Agreement-in-Principle Explores Process through Federal Energy Regulatory Commission

From the California Natural Resources Agency:

CNRA_logoToday, the States of Oregon and California, PacifiCorp and the federal government – through the U.S. Departments of the Interior and Commerce – announced an agreement-in-principle to move forward with amending the Klamath Hydroelectric Settlement Agreement (KHSA).

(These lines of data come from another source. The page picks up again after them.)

PR #380, opened 2020-03-05
adding Edge as an option to allow debugging edge with node

Shenniey:
Adding Edge to the check that enables debugging node with a browser

### DIFF
--- a/src/targets/node/nodeLauncher.ts
+++ b/src/targets/node/nodeLauncher.ts
@@ -66,11 +66,7 @@ export class NodeLauncher extends NodeLauncherBase<INodeLaunchConfiguration> {
     let config: INodeLaunchConfiguration | undefined;
     if (params.type === DebugType.Node && params.request === 'launch') {
       config = { ...params };
-    } else if (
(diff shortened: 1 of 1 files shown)


src/targets/node/nodeLauncher.ts
```diff
@@ -66,7 +66,11 @@ export class NodeLauncher extends NodeLauncherBase<INodeLaunchConfiguration> {
     let config: INodeLaunchConfiguration | undefined;
     if (params.type === DebugType.Node && params.request === 'launch') {
       config = { ...params };
-    } else if (params.type === DebugType.Chrome && params.server && 'program' in params.server) {
+    } else if (
+      (params.type === DebugType.Chrome || params.type === DebugType.Edge) &&
+      params.server &&
+      'program' in params.server
+    ) {
```
connor4312: We can actually use `in` and TS will narrow and type check for us 🙂 

```suggestion
    } else if ('server' in params && params.server && 'program' in params.server) {
```

Shenniey: Updated -- thank you!!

Under the agreement-in-principle, the parties to the KHSA will pursue its implementation through the administrative process governed by the Federal Energy Regulatory Commission (FERC), using existing funding and on the same timeline.  Members of the California and Oregon delegations introduced legislation in the past two Congresses to advance the hard-fought KHSA and two related Klamath agreements; however, the U.S. Congress adjourned last year without acting on legislation to authorize them.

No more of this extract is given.